One cast under my line and the other casts over my line :yikes:. After a few heated words from me and some blank stares from them (especailly when I threatened to cut their line!), they finally move on to bother someone else.
A couple minutes later I loose my steelie:sad: 
Sorry, I just had to vent


----------



## AaronW (Mar 17, 2011)

How busy was Yates? I'm planning on going out today with my son after school. What happened to you is what I'd like to avoid. Can't fix stupid ya know!


----------



## The Downstream Drift (Feb 27, 2010)

This is the bad part about the Clinton's steelhead run gaining popularity. There are alot of anglers (some experienced, some not) that are heading down there now. Most of the guys that are there often will take the time to help out a new guy and show him how to not cause this sort of issue. But, as with anything, there are going to be guys down there that simply do not care that someone is fishing next to them. It happens every year and at least once a year someone gets pushed in the river.

I have an idea that may help things but I would like some input from you guys. What would you guys think about a sign put up on the board in the park that mentions issues like this, reminds guys not to leave fishing line all over, and helps to identify fish? Obviously we wouldn't want the sign to be preachy but simple information might help.

I have kicked this idea around for awhile but it hasn't went anywhere. I'm sure the park would put up a good informational sign like this if we asked properly.

What do you guys think about this? I'll read your responses later tonight as I'm headed to the river right now.


----------



## Maverick1 (Jan 28, 2009)

I'm all for it. Gotta remember allot of anglers down there won't be able to read it (English 2nd language) but it would certainly be good for the novice. Species ID and perhaps an area where we could change out and post the yearly regs as the relate to Clinton. 

Sorry to hear about your fish. I think as a whole the popularity gain is great, however individually it can be a pain. On the bright side all this attention should get the DNR over here a little more. Not going to help with those who choose to be ignorant , but I just keep reminding myself that they ate probably first timers who are all amped up that they saw a fish and don't know any better.
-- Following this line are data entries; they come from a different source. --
PR #326, opened 2024-09-02
Add in proof-of-concept oscal profile for object storage

mlysaght2017:
As part of proof-concept, this YAML structure organizes controls into an _OSCAL Profile_ in the OSCAL _Control Layer_  with respective groups based on their control families, and each control includes an assessment-objective section that maps directly to testing requirements.

### DIFF
--- a/services/storage/object/oscal-profile.yaml
+++ b/services/storage/object/oscal-profile.yaml
@@ -1,7 +1,7 @@
 catalog:
-  uuid: "ccc-object-storage-catalog-uuid"
+  uuid: "ccc-catalog-uuid"
   metadata:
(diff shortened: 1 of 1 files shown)


mlysaght2017:
Had working session with @eddie-knight and @abikhuil and came up with example/poc OSCAL profile as a potential target state for representing CCC controls within the _OSCAL control layer_ 

Note that all controls in the profile here are "common" controls - i.e. non service specific. The OSCAL profile example here reflects the resolving of a subset of the a full set of common controls into a profile of controls relevant to the object storage service.

eddie-knight:
This first iteration is still needed as a first step on the path to automate the OSCAL output in our releases.

Issue #364, opened 2024-09-12
Formalise yaml schemas


sshiells-scottlogic:
### Description of Problem:

Currently we have example template files for features, controls, threads at meta data. Having templates instead of schemas make it more difficult to version control and validate.

### Potential Solutions:

Produce yaml schemas based on the current template files.

dogle-scottlogic:
https://github.com/finos/common-cloud-controls/pull/369

iMichaela:
Does it make sense to use the OSCAL YAML schema for validation. In the examples I created long ago, I included a Makefile that invokes the oscal-cli tool for validation and conversion into all supported formats (XML, JSON, YAML). The Makefile can be used for local development to validate oscal artifacts and can be invoked from CI/CD pipeline.

PR #369, opened 2024-09-13
Add yaml schemas (Issue #364)

dogle-scottlogic:
Add YAML schemas for controls, features, metadata and threats. Tested locally with VSCode

Using draft-07 as it seems most widely supported

image

### DIFF
--- a/docs/governance/community-guidelines/templates/schemas/README.md
+++ b/docs/governance/community-guidelines/templates/schemas/README.md
@@ -1,0 +1,16 @@
+# Yaml Validation Schemas
+Yaml validation schemas have been created for controls, features, metadata and threats files. 
+
+## VSCode integration
+You can update VSCode to highlight issues using the schema files with the following steps:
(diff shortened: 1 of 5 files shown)


sshiells-scottlogic (dismissed):
Looks great Dave. Would it be worth adding some instructions on how to use the schemas within VS code until we get a more automated way?

dogle-scottlogic:
can do - where is best to add that detail?

dogle-scottlogic:
There are some fails when I hook up the validator to this. Not sure if we want to update the template, update the failing yml or else allow additional fields in the schema.
https://github.com/finos/common-cloud-controls/pull/372
Might be one to fix in the follow-up PR.

eddie-knight:
We're getting nested really deep in the repo, but it's not an issue for now.

@sshiells-scottlogic, let's swing through with a follow-up action later to put a closer eye on how we want to organize this.

eddie-knight (approved):
LGTM— if there are any issues we can sort those out in a follow-up PR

Try to help first, remind them the second time, hope they know how to swim after that.

Great idea Jay.


----------



## sport72186 (Dec 20, 2007)

The Downstream Drift said:


> I have an idea that may help things but I would like some input from you guys. What would you guys think about a sign put up on the board in the park that mentions issues like this, reminds guys not to leave fishing line all over, and helps to identify fish? Obviously we wouldn't want the sign to be preachy but simple information might help.


A sign on river etiquette and fish ID sounds like a great idea to me. Just wonder how many people would read it? It couldn't hurt to give it a shot..


----------



## Burksee (Jan 15, 2003)

The Downstream Drift said:


> ....What do you guys think about this? I'll read your responses later tonight as I'm headed to the river right now.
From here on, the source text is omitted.